[Opening Information given section]

PR #551, opened 2024-07-12
Fix #548: use `==` instead of `in` for string comparison in Python/.tpl

### LINKED ISSUE #548: Python: `<string_var> in ("<string>")` should be `<string_var> == "<string>"
This issue affects the following files (that I noticed):
* hw/core-v-mini-mcu/peripheral_subsystem.sv.tpl
* util/mcu_gen.py

For some reason, the Python `in` operator is being used to compare a string variable with a string value, rather than using `==` directly.

These are correct:
```py
s in ("foo", "bar", "baz")
s in ("foo", )
s in ["foo"]
s == "foo"
```
These are not:
```py
s in   "foo"
s in  ("foo")
s in (("foo"))
```
Specifically, `"foo" in ("foolish")` will yield `True` since `"foo"` is a substring of `"foolish"`.

As a result, adding two peripherals with a similar name (e.g. "gpio" and "gpio_improved") can result in one of the peripherals being included twice.

I imagine the use of `in` was justified for comparing a string with multiple possible values, but for single values it should be replaced with `==`.
(Or, if there really is a reason to use `in` instead of `==`, the right-hand side MUST be a list/tuple, e.g. `("foo",)` with a `,` at the end.)

cousteaulecommandant:
The use of `in` for string comparison results in `"name" in "name2"` giving a false positive; the right thing is to use `==`.
In peripheral_subsystem.sv.tpl, this may result in the peripheral being added twice, or being added when it shouldn't.  This was reported in #548, and has been fixed in this PR.
This misuse of `in` also occurs in mcu_gen.py and has been fixed as well.

In addition, this PR also changes the way in which dict keys are handled, from iterating through all the keys to just finding the relevant key, which is more readable (and efficient).

### DIFF
--- a/util/mcu_gen.py
+++ b/util/mcu_gen.py
@@ -220,7 +220,7 @@ class Pad:
     self.pad_mapping = pad_mapping
     self.pad_mux_list = pad_mux_list
 
-    if('low' in pad_active):
+    if pad_active == 'low':
         name_active = 'n'
     else:
         name_active = ''
@@ -626,7 +626,7 @@ def main():
             if isinstance(info, dict):
                 new_info = {}
                 for k, v in info.items():
-                    if k not in ("is_included"):
+                    if k != "is_included":
                         new_info[k] = string2int(v)
                     else:
                         new_info[k] = v
@@ -639,7 +639,7 @@ def main():
         new = {}
         for k,v in peripherals.items():
             if isinstance(v, dict):
-                new[k] = {key:val for key,val in v.items() if key not in ("path")}
+                new[k] = {key:val for key,val in v.items() if key != "path"}
             else:
                 new[k] = v
         return new
@@ -648,10 +648,8 @@ def main():
         len_ep = 0
         for name, info in peripherals.items():
             if isinstance(info, dict):
-                for k, v in info.items():
-                   if k in ("is_included"):
-                    if v in ("yes"):
-                        len_ep += 1
+                if info['is_included'] == "yes":
+                    len_ep += 1
         return len_ep
 
     ao_peripherals = extract_peripherals(discard_path(obj['ao_peripherals']))
@@ -794,7 +792,7 @@ def main():
             pad_mux_list_hjson = []
 
         try:
-            if ('True' in pads[key]['driven_manually']):
+            if pads[key]['driven_manually'] == 'True':
                 pad_driven_manually = True
             else:
                 pad_driven_manually = False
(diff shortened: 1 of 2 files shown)


util/mcu_gen.py
```diff
@@ -219,7 +219,7 @@ def __init__(self, name, cell_name, pad_type, pad_mapping, index, pad_active, pa
     self.pad_mapping = pad_mapping
     self.pad_mux_list = pad_mux_list
 
-    if('low' in pad_active):
+    if pad_active == 'low':
```
davideschiavone, line 222: what if there are commas `,` in the hjson file?

cousteaulecommandant: There shouldn't.  Not in a valid Hjson file at least.
https://hjson.github.io/syntax.html
> **Do not add commas** or comments as they would become part of the string.

Note that I fixed the affected Hjson file in this commit, so that should not be an issue in this particular case.
(But feel free to ditch the second commit of the PR and pull only the first one if you're not sure about that yet.)

Also see issue #552 which I created just now, immediately after submitting this PR, as I realized about that issue while dealing with this one.

davidmallasen:
For some reason this PR didn't trigger the CI. Do you have any ideas why @cousteaulecommandant? I see we also left this one slide and it's related to #638

cousteaulecommandant:
Not really, I don't know why. 
It was dependent on #552 being fixed but if I recall correctly it already included the fix for the relevant files. Maybe CI was manually withheld until #552 was fixed? 

I'll see if I have time to rebase the PR and see if that triggers the CI, although maybe it's wiser to wait for #638 to be merged to avoid/solve any possible merge conflict.

davidmallasen:
Sounds like a plan, let's wait for the other PR to be merged then and rebase to see if it triggers the CI

davideschiavone:
to `dev_branch`

sorry my fault... I made a mess with branches

> Now that #638 is merged -- where do you want me to rebase this? I intended to merge into develop but I think there was a minor mess with the branch (it looks like it was rebased on top of main, and then merged with the remote develop branch rather than force-pushed).
> 
> (I checked the merge conflict and it's a trivial fix; just a couple of commas in pad_cfg.hjson.)

davidmallasen (approved):
Nothing to add from my side. This time the CI triggered and it passed. @davideschiavone is this ok for you? I saw you left a comment at the beginning

PR #555, opened 2024-07-16
adding new FPGA target for apps/hal

davideschiavone:
Most of the legacy SW was targetting PYNQ-Z2 FPGA, however, now we support 3 FPGAs, and the HAL would be broken - 

This PR updates the HAL and APPs with a generic TARGET_IS_FPGA that is defined in each FPGA target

[Closing Information given section]

| How to complete this task |
Write down all of the records again, word for word.

| Answer area |
PR #551, opened 2024-07-12
Fix #548: use `==` instead of `in` for string comparison in Python/.tpl

### LINKED ISSUE #548: Python: `<string_var> in ("<string>")` should be `<string_var> == "<string>"
This issue affects the following files (that I noticed):
* hw/core-v-mini-mcu/peripheral_subsystem.sv.tpl
* util/mcu_gen.py

For some reason, the Python `in` operator is being used to compare a string variable with a string value, rather than using `==` directly.

These are correct:
```py
s in ("foo", "bar", "baz")
s in ("foo", )
s in ["foo"]
s == "foo"
```
These are not:
```py
s in   "foo"
s in  ("foo")
s in (("foo"))
```
Specifically, `"foo" in ("foolish")` will yield `True` since `"foo"` is a substring of `"foolish"`.

As a result, adding two peripherals with a similar name (e.g. "gpio" and "gpio_improved") can result in one of the peripherals being included twice.

I imagine the use of `in` was justified for comparing a string with multiple possible values, but for single values it should be replaced with `==`.
(Or, if there really is a reason to use `in` instead of `==`, the right-hand side MUST be a list/tuple, e.g. `("foo",)` with a `,` at the end.)

cousteaulecommandant:
The use of `in` for string comparison results in `"name" in "name2"` giving a false positive; the right thing is to use `==`.
In peripheral_subsystem.sv.tpl, this may result in the peripheral being added twice, or being added when it shouldn't.  This was reported in #548, and has been fixed in this PR.
This misuse of `in` also occurs in mcu_gen.py and has been fixed as well.

In addition, this PR also changes the way in which dict keys are handled, from iterating through all the keys to just finding the relevant key, which is more readable (and efficient).

### DIFF
--- a/util/mcu_gen.py
+++ b/util/mcu_gen.py
@@ -220,7 +220,7 @@ class Pad:
     self.pad_mapping = pad_mapping
     self.pad_mux_list = pad_mux_list
 
-    if('low' in pad_active):
+    if pad_active == 'low':
         name_active = 'n'
     else:
         name_active = ''
@@ -626,7 +626,7 @@ def main():
             if isinstance(info, dict):
                 new_info = {}
                 for k, v in info.items():
-                    if k not in ("is_included"):
+                    if k != "is_included":
                         new_info[k] = string2int(v)
                     else:
                         new_info[k] = v
@@ -639,7 +639,7 @@ def main():
         new = {}
         for k,v in peripherals.items():
             if isinstance(v, dict):
-                new[k] = {key:val for key,val in v.items() if key not in ("path")}
+                new[k] = {key:val for key,val in v.items() if key != "path"}
             else:
                 new[k] = v
         return new
@@ -648,10 +648,8 @@ def main():
         len_ep = 0
         for name, info in peripherals.items():
             if isinstance(info, dict):
-                for k, v in info.items():
-                   if k in ("is_included"):
-                    if v in ("yes"):
-                        len_ep += 1
+                if info['is_included'] == "yes":
+                    len_ep += 1
         return len_ep
 
     ao_peripherals = extract_peripherals(discard_path(obj['ao_peripherals']))
@@ -794,7 +792,7 @@ def main():
             pad_mux_list_hjson = []
 
         try:
-            if ('True' in pads[key]['driven_manually']):
+            if pads[key]['driven_manually'] == 'True':
                 pad_driven_manually = True
             else:
                 pad_driven_manually = False
(diff shortened: 1 of 2 files shown)


util/mcu_gen.py
```diff
@@ -219,7 +219,7 @@ def __init__(self, name, cell_name, pad_type, pad_mapping, index, pad_active, pa
     self.pad_mapping = pad_mapping
     self.pad_mux_list = pad_mux_list
 
-    if('low' in pad_active):
+    if pad_active == 'low':
```
davideschiavone, line 222: what if there are commas `,` in the hjson file?

cousteaulecommandant: There shouldn't.  Not in a valid Hjson file at least.
https://hjson.github.io/syntax.html
> **Do not add commas** or comments as they would become part of the string.

Note that I fixed the affected Hjson file in this commit, so that should not be an issue in this particular case.
(But feel free to ditch the second commit of the PR and pull only the first one if you're not sure about that yet.)

Also see issue #552 which I created just now, immediately after submitting this PR, as I realized about that issue while dealing with this one.

davidmallasen:
For some reason this PR didn't trigger the CI. Do you have any ideas why @cousteaulecommandant? I see we also left this one slide and it's related to #638

cousteaulecommandant:
Not really, I don't know why. 
It was dependent on #552 being fixed but if I recall correctly it already included the fix for the relevant files. Maybe CI was manually withheld until #552 was fixed? 

I'll see if I have time to rebase the PR and see if that triggers the CI, although maybe it's wiser to wait for #638 to be merged to avoid/solve any possible merge conflict.

davidmallasen:
Sounds like a plan, let's wait for the other PR to be merged then and rebase to see if it triggers the CI

davideschiavone:
to `dev_branch`

sorry my fault... I made a mess with branches

> Now that #638 is merged -- where do you want me to rebase this? I intended to merge into develop but I think there was a minor mess with the branch (it looks like it was rebased on top of main, and then merged with the remote develop branch rather than force-pushed).
> 
> (I checked the merge conflict and it's a trivial fix; just a couple of commas in pad_cfg.hjson.)

davidmallasen (approved):
Nothing to add from my side. This time the CI triggered and it passed. @davideschiavone is this ok for you? I saw you left a comment at the beginning

PR #555, opened 2024-07-16
adding new FPGA target for apps/hal

davideschiavone:
Most of the legacy SW was targetting PYNQ-Z2 FPGA, however, now we support 3 FPGAs, and the HAL would be broken - 

This PR updates the HAL and APPs with a generic TARGET_IS_FPGA that is defined in each FPGA target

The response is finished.